WASHINGTON — The highway fatality rate last year reached its lowest point since records were first kept nearly 40 years ago, the government projected on Thursday.
The rate dropped even as the total number of traffic deaths inched up because more drivers were on the road, the National Highway Traffic Safety Administration said.
Overall, an estimated 42,800 people died on the nation’s highways in 2004, up from 42,643 in 2003.
In Missouri, there were 1,232 traffic fatalities in 2003, according to the safety administration Web site.
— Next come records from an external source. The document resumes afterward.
PR #171, opened 2021-12-15
Add AshSwap to Elrond ecosystem

phanletrunghieu:
Our first public product, AshSwap - a stable-swap exchange, is built on Elrond.
We already have testnet version up and running at https://testnet.ashswap.io.
The token faucet at: https://faucet.ashswap.io.
Code can be found at https://github.com/ashswap.


jubos:
Thanks for this!

PR #178, opened 2021-12-20
Update the Internet Computer ecosystem level information

ililic:
This repo had a stale DFINITY (IOU) repository and the Dfinity ecosystem repository should be under the "Internet Computer" brand.

We've also added a number of ecosystem projects that weren't included in the existing `toml` file.


jubos:
Thanks for fixing this up.

PR #185, opened 2022-01-06
Update maker.toml

Jevans13:
Maker toml file updated to reflect the addition of Core Unit specific repo's added since the move to full DAO operation.


jubos:
Merged, appreciate this very comprehensive update.

PR #192, opened 2022-01-08
rename Evmos, add Cronos to cosmos ecosystem

fedekunze:


jubos:
Thank you for these changes!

At the same time, people drove more miles, so the fatality rate dropped a bit, from 1.48 deaths per 100 million vehicle miles traveled in 2003 to 1.46 deaths in 2004. That’s the lowest since records were first kept in 1966, the administration’s report said.
Alcohol-related fatalities dropped 2.1 percent last year, to 16,654 in 2004.
Reporting the mixed results, Transportation Secretary Norman Mineta said the nation was “in the midst of a national epidemic” and urged motorists to buckle up.
“If this many people were to die from any one disease in a single year, Americans would demand a vaccine,” Mineta said. “The irony is we already have the best vaccine available to reduce the death toll on our highways — safety belts.”
Fifty-six percent of those killed weren’t wearing seat belts, a rate unchanged from 2003.
NHTSA Administrator Jeffrey Runge noted that seat belt use is at 80 percent, an all-time high, but said “we could save thousands more lives each year if everyone buckled up.”
In 2004, 75.9 percent used seat belts in Missouri, and there was an 11 percent reduction in nonuse from 2003 to 2004, according to NHTSA data.
Deaths of drivers and passengers in sport utility vehicles rose 4.9 percent, though it was not clear how many more SUVs were on the road last year. Rollover fatalities in these popular vehicles increased 6.9 percent, while SUV rollover injuries dropped 3 percent.
The number of deaths dropped 2.4 percent for people in passenger cars and fell 2 percent for pickup trucks. Among large trucks, the number of people killed grew 3.7 percent.
Jacqueline Gillan, vice president for watchdog group Advocates for Highway and Auto Safety, called the results “bad news for the American public.”
“The government wants us to believe, that even though more family members and friends were killed in crashes last year, that things are really getting better because we spent more time driving,” Gillan said. “The cold hard reality is that we are stuck in neutral.”
In 2004, there were more vehicles registered — 235.4 million — and they drove more miles — 2.92 trillion.
Fatal crashes involving drivers between the ages of 16 to 20 increased slightly, from 7,353 in 2003 to 7,405.
The figures predicted the seventh straight increase for motorcycle fatalities. In 2004, 3,927 motorcyclists died, an increase of 7.3 percent over 2003.
In Missouri, motorcycles constituted 5.4 percent of the total 1,663 traffic casualties in 2003, according to the NHTSA Web site.
The data released Thursday are considered projections. NHTSA plans to release final 2004 fatality figures in August. NHTSA collects crash statistics from all 50 states.
Missourian reporter Kate Gilliam contributed to this report.